棚経とは、お盆にご先祖様を迎えるため、各家々のお仏壇にお経をあげて回ること。年に一度の家庭訪問ともいえる夏の行事。
特にふるさとの宅配便のように楽しみに待っていて下さる都市部の方々との時間は、今年も僕の心に多くの彩りを与えてくれた。
あるお宅では、過酷な闘病生活のお話を聞いた。癌、くも膜下出血など、度重なる身内の病。それと必死に闘っていく家族。生きるという意欲が永らえさせる命。僕はただ胸を熱くして、うなずくのみだった。
病と闘う側、看病する側、それぞれのお話を伺いながら思った。病はたしかになった人しかわからない。だが苦しみも痛みも一人だけじゃなく、家族全員が共有しているのだと。きっとこの方たちの人生のページは、多くの試練と立ち向かっている分、ものすごく分厚いものになっているんだろうな。
帰り際に笑顔で、「今日は田舎の話ができて楽しかった。それに病気の話も聞いてもらえて嬉しかったし、なんかスッとしました」。そんな言葉をかけて下さった時、僕も嬉しかったし、なんだかスッとした。
またあるお宅では、普段はおばあさん一人で住んでおられる小さな家に子供達夫婦が大勢集って、毎年法事のようになっている。おばあさんが毎年嬉しそうに言う。「今年もみんなが来てくれました」。友人にも恵まれ、カラオケ、温泉、旅行など実に毎日を楽しんでおられる様子を生き生きとした表情で語っておられた。
そのおばあさんが、今年は少し元気がないとのこと。聞けば、仲良くしていた近所の友達が亡くなり、どうも心が沈んでいるとのこと。子供さん達は何とか元気に戻ってもらいたいと奮闘中で、病院に連れて行ってみたり、気晴らしに映画に連れて行ってみたり、新たな趣味や生きがいを見つけさせようと助力したり・・・。いい家族だな~って思う。おばあさん、どうか来年の棚行の時には元気な姿を見せてくださいよ。
他にも、去年行った時には娘が来年40才になるけど一人でいることが不安なんだと語っていた夫婦が、今年は嬉しそうに結婚式の写真を見せてくれた。
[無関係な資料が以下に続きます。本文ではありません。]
PR #14139, opened 2026-03-09
windows-sandbox: add runner IPC foundation for future unified_exec

iceweasel-oai:
# Summary

This PR introduces the Windows sandbox runner IPC foundation that later unified_exec work will build on.

The key point is that this is intentionally infrastructure-only. The new IPC transport, runner plumbing, and ConPTY helpers are added here, but the active elevated Windows sandbox path still uses the existing request-file bootstrap. In other words, this change prepares the transport and module layout we need for unified_exec without switching production behavior over yet.

Part of this PR is also a source-layout cleanup: some Windows sandbox files are moved into more explicit `elevated/`, `conpty/`, and shared locations so it is clearer which code is for the elevated sandbox flow, which code is legacy/direct-spawn behavior, and which helpers are shared between them. That reorganization is intentional in this first PR so later behavioral changes do not also have to carry a large amount of file-move churn.

# Why This Is Needed For unified_exec

Windows elevated sandboxed unified_exec needs a long-lived, bidirectional control channel between the CLI and a helper process running under the sandbox user. That channel has to support:

- starting a process and reporting structured spawn success/failure
- streaming stdout/stderr back incrementally
- forwarding stdin over time
- terminating or polling a long-lived process
- supporting both pipe-backed and PTY-backed sessions

The existing elevated one-shot path is built around a request-file bootstrap and does not provide those primitives cleanly. Before we can turn on Windows sandbox unified_exec, we need the underlying runner protocol and transport layer that can carry those lifecycle events and streams.

# Why Windows Needs More Machinery Than Linux Or macOS

Linux and macOS can generally build unified_exec on top of the existing sandbox/process model: the parent can spawn the child directly, retain normal ownership of stdio or PTY handles, and manage the lifetime of the sandboxed process without introducing a second control process.

Windows elevated sandboxing is different. To run inside the sandbox boundary, we cross into a different user/security context and then need to manage a long-lived process from outside that boundary. That means we need an explicit helper process plus an IPC transport to carry spawn, stdin, output, and exit events back and forth. The extra code here is mostly that missing Windows sandbox infrastructure, not a conceptual difference in unified_exec itself.

# What This PR Adds

- the framed IPC message types and transport helpers for parent <-> runner communication
- the renamed Windows command runner with both the existing request-file bootstrap and the dormant IPC bootstrap
- named-pipe helpers for the elevated runner path
- ConPTY helpers and process-thread attribute plumbing needed for PTY-backed sessions
- shared sandbox/process helpers that later PRs will reuse when switching live execution paths over
- early file/module moves so later PRs can focus on behavior rather than layout churn

# What This PR Does Not Yet Do

- it does not switch the active elevated one-shot path over to IPC yet
- it does not enable Windows sandbox unified_exec yet
- it does not remove the existing request-file bootstrap yet

So while this code compiles and the new path has basic validation, it is not yet the exercised production path. That is intentional for this first PR: the goal here is to land the transport and runner foundation cleanly before later PRs start routing real command execution through it.

# Follow-Ups

Planned follow-up PRs will:

1. switch elevated one-shot Windows sandbox execution to the new runner IPC path
2. layer Windows sandbox unified_exec sessions on top of the same transport
3. remove the legacy request-file path once the IPC-based path is live

# Validation

- `cargo build -p codex-windows-sandbox`


troycoco9-sys (commented):
Ok

codex-rs/windows-sandbox-rs/src/elevated/command_runner_win.rs
```diff
@@ -0,0 +1,739 @@
...
+        anyhow::bail!("runner: unsupported protocol version {}", msg.version);
+    }
+    match msg.message {
+        Message::SpawnRequest { payload } => Ok(*payload),
+        other => anyhow::bail!("runner: expected spawn_request, got {other:?}"),
+    }
+}
+
+/// Pick an effective CWD, using a junction if the ACL helper is active.
+fn effective_cwd(req_cwd: &Path, log_dir: Option<&Path>) -> PathBuf {
```
dylan-hurd-oai, line 188: am i misremembering or do we already have logic for this somewhere?

codex-rs/windows-sandbox-rs/src/elevated/ipc_framed.rs
```diff
@@ -0,0 +1,181 @@
+//! Framed IPC protocol used between the parent (CLI) and the elevated command runner.
+//!
+//! This module defines the JSON message schema (spawn request/ready, output, stdin,
+//! exit, error, terminate) plus length‑prefixed framing helpers for a byte stream.
+//! It is **elevated-path only**: the parent uses it to bootstrap the runner and
+//! stream unified_exec I/O over named pipes. The legacy restricted‑token path does
+//! not use this protocol, and non‑unified exec capture uses it only when running
+//! through the elevated runner.
```
dylan-hurd-oai, line 8: Parsing this out - does this mean unified_exec can only run inside the elevated sandbox? Do we / will we validate this elsewhere?

codex-rs/windows-sandbox-rs/src/elevated/runner_pipe.rs
```diff
@@ -0,0 +1,106 @@
...
+/// Generates a unique named-pipe path used to communicate with the runner process.
+pub fn pipe_pair() -> (String, String) {
+    let mut rng = SmallRng::from_entropy();
+    let base = format!(r"\\.\pipe\codex-runner-{:x}", rng.gen::<u128>());
+    (format!("{base}-in"), format!("{base}-out"))
+}
+
+/// Creates a named pipe with permissive ACLs so the sandbox user can connect.
+pub fn create_named_pipe(name: &str, access: u32) -> io::Result<HANDLE> {
+    // Allow sandbox users to connect by granting Everyone full access on the pipe.
```
dylan-hurd-oai: I'm not sure about the security implications of this - wouldn't this imply other processes could use this pipe?

dylan-hurd-oai (commented):
Couple comments, mostly for my understanding. Overall this approach feels reasonable!

codex-rs/windows-sandbox-rs/src/elevated/command_runner_win.rs
iceweasel-oai: you are remembering correctly. Part of this PR is moving code around so it's clear what sandbox code is for elevated vs legacy vs shared. `command_runner_win.rs` got moved into `/elevated/` but also changed enough such that github didn't recognize it as a move. So there is some stuff here that was pre-existing, like this

dylan-hurd-oai: ack, ty! i skimmed command_runner_win but missed it

codex-rs/windows-sandbox-rs/src/elevated/ipc_framed.rs
iceweasel-oai: no, it just means that the framed IPC approach is only used in the elevated path because we have the middleman of the command runner.exe. I can make this comment a bit clearer

codex-rs/windows-sandbox-rs/src/elevated/runner_pipe.rs
iceweasel-oai: yeah I think it does mean that. I think I can tighten this up to only allow the real user and the sandbox user to access it.

codex-rs/tui_app_server/src/multi_agents.rs
```diff
@@ -537,10 +537,13 @@ fn status_summary_line(status: &AgentStatus) -> Line<'static> {
     status_summary_spans(status).into()
 }
 
+// Allow `.yellow()`
+#[allow(clippy::disallowed_methods)]
 fn status_summary_spans(status: &AgentStatus) -> Vec<Span<'static>> {
     match status {
         AgentStatus::PendingInit => vec![Span::from("Pending init").cyan()],
         AgentStatus::Running => vec![Span::from("Running").cyan().bold()],
+        AgentStatus::Interrupted => vec![Span::from("Interrupted").yellow()],
```
dylan-hurd-oai, line 546: We use red for interruptions elsewhere - why yellow here?

dylan-hurd-oai (approved):
one comment on tui_app_server change but otherwise LGTM

codex-rs/tui_app_server/src/multi_agents.rs
iceweasel-oai: this shouldn't be here. I'm removing and re-pushing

同じように、37才の息子がまだ一人なんだと心配していたお母さん。今年はニコニコと息子さんの隣に座る女性を紹介してくれた。「今年は家族が一人増えました。」
また別のお宅では、亡くなった娘さんの思い出話を涙を浮かべながら語るご夫婦。「娘は冷え性だったから、仕事から帰ると手が冷たくなってて・・・。すると真っ先に認知症で寝ているおばあちゃんのふとんに潜り込むんです。そんな年寄りのところに入らんでも、こたつに入ればいいやろって私らが言うんですけど、必ずおばあちゃんにくっついて、手を温めたり、じゃれあったり・・・。ほんとに優しい子でした」。仏壇には、おばあちゃんと娘さんの位牌が仲良く並んでいる。
人の数だけエピソードがある。嬉しいこと。楽しいこと。悲しいこと。辛いこと。だけどみんな前向きに生きようと、必死に手を合わせている。
僕は、様々な家族の思いを背中に受け、一生懸命おつとめをする。
見つめる先には先祖代々の位牌。過去を振り返るといろいろとあっただろう。永い世代を越えて、ずっと順風満帆だったなどということはありえない。深い悲しみも、大いなる絶望も、押し寄せる大きな波を全て乗り越えて来たからこそ、今の自分がある。この命までつながっているんだ。
ヒシヒシと感じる命の重みで胸がいっぱいになりながら、棚経は進んでいく。
「生まれ変わり死に変わり、永遠の過去の命を受け継いで、私たちは今、自分の番を生きている。それが私の命です。それがあなたの命です。」
お経に共鳴し、キラキラと輝いている過去の命が、あなたには見えるだろうか。